Prompt>
Once the line containing "Check out the" is located, output it and every line after it through the end of the records, exactly as written and nothing else.
···
PR #100, opened 2020-09-04
Add ability to specify icon defs

jerelmiller:
## Description

In some cases, we may want to render icons with a gradient for its stroke, for example with the icons on the new Nerd Days event page. This adds the ability to specify `<defs />` on the svg that can be used to define gradients.

### DIFF
--- a/package.json
+++ b/package.json
@@ -11,6 +11,7 @@
   },
   "devDependencies": {
     "@newrelic/eslint-plugin-newrelic": "^0.3.1",
+    "@testing-library/jest-dom": "^5.11.4",
     "@testing-library/react": "^10.4.8",
     "@testing-library/react-hooks": "^3.4.1",
     "babel-jest": "^26.3.0",
--- a/setup-test-env.js
+++ b/setup-test-env.js
@@ -1,6 +1,7 @@
 /* global expect */
 import { createSerializer, matchers } from 'jest-emotion';
 import * as emotion from '@emotion/core';
+import '@testing-library/jest-dom';
 
 expect.extend(matchers);
 expect.addSnapshotSerializer(createSerializer(emotion));
--- a/setup-test-env.js
+++ b/setup-test-env.js
@@ -1,5 +1,6 @@
 /* global expect */
-import { createSerializer } from 'jest-emotion';
+import { createSerializer, matchers } from 'jest-emotion';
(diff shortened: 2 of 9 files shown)


package.json
```diff
@@ -11,6 +11,7 @@
   },
   "devDependencies": {
     "@newrelic/eslint-plugin-newrelic": "^0.3.1",
+    "@testing-library/jest-dom": "^5.11.4",
```
caylahamann, line 14: would you be able to explain what `jest-dom` is doing here?

setup-test-env.js
```diff
@@ -1,5 +1,7 @@
 /* global expect */
-import { createSerializer } from 'jest-emotion';
+import { createSerializer, matchers } from 'jest-emotion';
 import * as emotion from '@emotion/core';
+import '@testing-library/jest-dom';
 
+expect.extend(matchers);
```
caylahamann, line 6: what is `matchers` providing here?

caylahamann (commented):
I don't know enough about jest to approve this PR, but I'm going to be doing some reading of the docs and see if I can understand this a little bit better :)

package.json
jerelmiller: [`jest-dom`](https://github.com/testing-library/jest-dom) adds a bunch of really useful matchers to match against DOM-specific stuff. For example, [`.toBeVisible()`](https://github.com/testing-library/jest-dom#tobevisible) or [`.toBeInTheDocument()`](https://github.com/testing-library/jest-dom#tobeinthedocument) (which I'm using [in this PR](https://github.com/newrelic/gatsby-theme-newrelic/pull/100/files#diff-c6211204be539afd5bf8ed94af3a1f1dR46).)

Check out the documentation for the full list of matchers!

setup-test-env.js
jerelmiller: This makes all the [`jest-dom` matchers](https://github.com/testing-library/jest-dom#custom-matchers) available for use in all tests. Without this, I wouldn't be able to use matchers such as [`expect(...).toBeInTheDocument()`](https://github.com/newrelic/gatsby-theme-newrelic/pull/100/files#diff-c6211204be539afd5bf8ed94af3a1f1dR46)

caylahamann (approved):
···
Worked solution>
Check out the documentation for the full list of matchers!

setup-test-env.js
jerelmiller: This makes all the [`jest-dom` matchers](https://github.com/testing-library/jest-dom#custom-matchers) available for use in all tests. Without this, I wouldn't be able to use matchers such as [`expect(...).toBeInTheDocument()`](https://github.com/newrelic/gatsby-theme-newrelic/pull/100/files#diff-c6211204be539afd5bf8ed94af3a1f1dR46)

caylahamann (approved):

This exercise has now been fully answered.